Here is a good resource from wyeast on re-pitching slurry and should help you figure out how much slurry to pitch. http://www.wyeastlab.com/hb_pitchrates.cfm


----------



## QldKev (30/10/13)

How much of the yeast are you pitching. 

edit: I'm thinking the same as Acasta said, you are over pitching it. If your OG is 1.050 then I think about 1/2 of the yeast is needed.


----------



## RelaxedBrewer (30/10/13)

I have found the same thing. I reused it after saving it for a couple of months and got absolutely no banana flavour. I used a starter to control pitching rates.
I was not sure if it was me so I did a bit of a search around on the net.

People seemed to be saying the same sort of stuff. Some people report that the longer the yeast is inactive for the less ester flavours it produces when it starts up again.
Some said that they get around it by not activating the smack pack and splitting it, so they can at get ~4 brews from 1 pack.

This is just what other people on random forums were saying, I have no hard evidence. I would like to hear from people that have successfully reused 3068 after storing it for a bit.


----------



## Alex.Tas (30/10/13)

thanks for the responses peeps. 
Sorry i didn't measure the volume of yeast i was re-pitching. it would have been the entire yeast cake (minus some loss during decanting) of the previous wheat beer. I guees from what you say QLDKEV, i should have only used half of this?
OG was 1045 - tin coopers wheat, 600g wheat dry malt, 500g ldme + 3068 primed with 155g dex.

Sound like i've overdone it?


----------



## QldKev (30/10/13)

Yep, half the yeast cake worth of yeast for a normal gravity range beer. In this case an over pitch would explain the minimal ester synthesis from the Log phase of the yeast cycle; hence no big yeast flavor.


----------



## Weizguy (30/10/13)

I find that the fresher the yeast, the better the esters. I brewed a weizen recently and the esters were good, pitched a weizenbock ont o the yeast cake and the esters were still good, but somewhat diminished, but the 9% alcohol was smooth and almost hidden.

I recently listened to the BN podcast about weizens. Jamil finds that if you leave the yeast to sit too long between batches, you get less esters in the next batch. I have found that too.
In Germany, the practice is to scoop yeast from the krausen and pitch it to you next batch, assuming you have need for subsequent batches. I have tried this before, and a small pitch is enough to fire like a rocket (rocket-weizen), and the esters are super.


----------



## Alex.Tas (31/10/13)

so probably better to underpitch than overpitch with hefeweizens?


----------



## Weizguy (31/10/13)

Depends if you want more esters or if you prefer the clove character.

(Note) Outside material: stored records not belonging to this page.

PR #946, opened 2019-01-18
fix: valid JPEG files were considered 'corrupted'

### LINKED ISSUE #850: Corrupted image file encountered.
I have an epub which gives no error when validted by epubcheck.
But I wanted to decrease the epub size, so I compressed the jpeg images in Calibre with lossy compression. After that  epubcheck gives an error message for every jpeg file: "Corrupted image file encountered."

See the attached image as an example for "corrupted image file".

w=mc^2

rdeltour:
Improves the JPEG parsing by updating the TwelveMonkeys ImageIO plugin
to latest version 3.4.1.

Fixes #850


rdeltour:
Merged in c4a2cfac

PR #947, opened 2019-01-18
Re-enable openjdk11 on Travis CI

rdeltour:
The builds are now run on `xenial`, where openjdk 10 and 11 are pre-installed.

See also this [Travis CI community discussion](https://travis-ci.community/t/install-of-openjdk11-is-failing/1914).

### DIFF
--- a/.travis.yml
+++ b/.travis.yml
@@ -1,5 +1,6 @@
 language: java
 jdk:
+  - openjdk11
   - oraclejdk11
   - openjdk10
   - oraclejdk9


rdeltour:
Apparently `xenial` doesn't support installing JDKs below Java 9, and even then it fails to download `oraclejdk9`.

For reference, Travis CI uses the [`install-jdk.sh`](https://github.com/sormuras/bach/blob/master/install-jdk.sh) script to fetch non-default JDKs.

Issue #875, opened 2018-11-12
Remove epubsc from reserved prefixes list


mattgarrish:
Scriptable components have been shelved, so the reserved prefix should be removed from the reserved list. If the prefix is used, it has to be declared.

Reference: https://w3c.github.io/publ-epub-revision/epub32/spec/epub-packages.html#sec-metadata-reserved-prefixes

rdeltour:
Done in #952.

PR #951, opened 2019-01-21
remove epubsc from reserved prefixes

mattgarrish:
This removes epubsc from the reserved prefixes, as noted in #875, and adds it to the known vocabularies so that property names can still be verified.

I could be easily swayed that we should just remove all traces of scriptable components entirely, though, as it seems very remote that those particular specifications will ever be finished in the post-IDPF world.


mattgarrish:
Let me try this one again...

PR #952, opened 2019-01-21
Remove epubsc from reserved prefixes

mattgarrish:
This removes epubsc from the reserved prefixes, per issue #875, and adds it to the known vocabularies so that property names can still be verified.

I could be easily swayed that we should just remove all traces of scriptable components entirely, though, as it seems very remote that those particular specifications will ever be finished in the post-IDPF world.


mattgarrish:
Sure, if you wan't to ensure no one accidentally turns it back on I can add one.

rdeltour:
rebased and merged as 02397ec5

Issue #874, opened 2018-11-12
Add support for application/javascript


mattgarrish:
application/javascript replaces text/javascript as the preferred media type for scripts in the manifest.

Reference: https://w3c.github.io/publ-epub-revision/epub32/spec/epub-spec.html#cmt-grp-content-documents

rdeltour:
Done in #954

PR #954, opened 2019-01-22
Add application/javascript to CMTs

mattgarrish:
Add "application/javascript" for identifying javascript in the package doc, per issue #874 

Also consolidates checking of script media types.


rdeltour:
Merged as f4566b63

A smaller/ lesser pitch will favour esters. Better to pitch less than to ferment too warm, in my opinion.


----------



## Midnight Brew (7/12/13)

RelaxedBrewer said:


> I would like to hear from people that have successfully reused 3068 after storing it for a bit.


I just built up some bottle dregs from the July case swap and pitched it and the aroma from the FV is delicious banana esters (currently at 17C). I'll report back once its kegged an in a glass.

To the OP, It is going to be a lot easier to top crop 3068 because it throws such a large krausen. Because the strain is a low flocer when you harvest from the bottom its going to slowly over time become a higher floccer if you keep repeating your process. Where as if you crop from the top its the yeast in its unchanged and purist form.


----------



## Samuel Adams (9/12/13)

I will be brewing a wheat using 3068 this week & the plan is to do a 1L starter, split into 4 x 200ml bottles (to store for future brews) and build up the remaining 200ml into another 1L starter. I have done this with success with 1272 but now I'm wondering how 3068 will perform. 
I will report back here with results after I brew with one of the split yeast bottles.


----------



## Samuel Adams (25/4/14)

Well after brewing a Heff & a Dunkel with some split 3068 I can report that I didn't have much luck with either 
Not sure if it was the yeast farming method or ferment temp but both beers were lacking in both clove & banana flavour. 
The heff was femented at 20*c & the dunkel at 18*c and both had a 1L starter pitched at ferment temp.

For the record I have had great sucess using this farming method for 1272 (American Ale II) & also 3726 (Farmhouse).
It may be the pitching rate or ferm temp that is letting me down with the 3068 or it's just a bit more temperamental.
The quest for a great Bavarian wheat continues...


----------



## Dunkelbrau (28/4/14)

Samuel Adams said:


> Well after brewing a Heff & a Dunkel with some split 3068 I can report that I didn't have much luck with either
> Not sure if it was the yeast farming method or ferment temp but both beers were lacking in both clove & banana flavour.
> The heff was femented at 20*c & the dunkel at 18*c and both had a 1L starter pitched at ferment temp.
> 
> ...


What was your mash temp?

Clove comes out more at the correct temps from mashing, and banana improves with open fermentation/stressed yeast.. So under pitching/oxygenating can help but I'd prefer to go the open ferment for initial fermentation.


----------



## Samuel Adams (2/5/14)

Dunkelbrau said:


> What was your mash temp?
> 
> Clove comes out more at the correct temps from mashing, and banana improves with open fermentation/stressed yeast.. So under pitching/oxygenating can help but I'd prefer to go the open ferment for initial fermentation.


I think the heff was mashed @ 67 (mistake) & the dunkel @ 64
What mash temp do you recommend ?
I might give open fermentation a go next time but will this work in a fridge I wonder ???


----------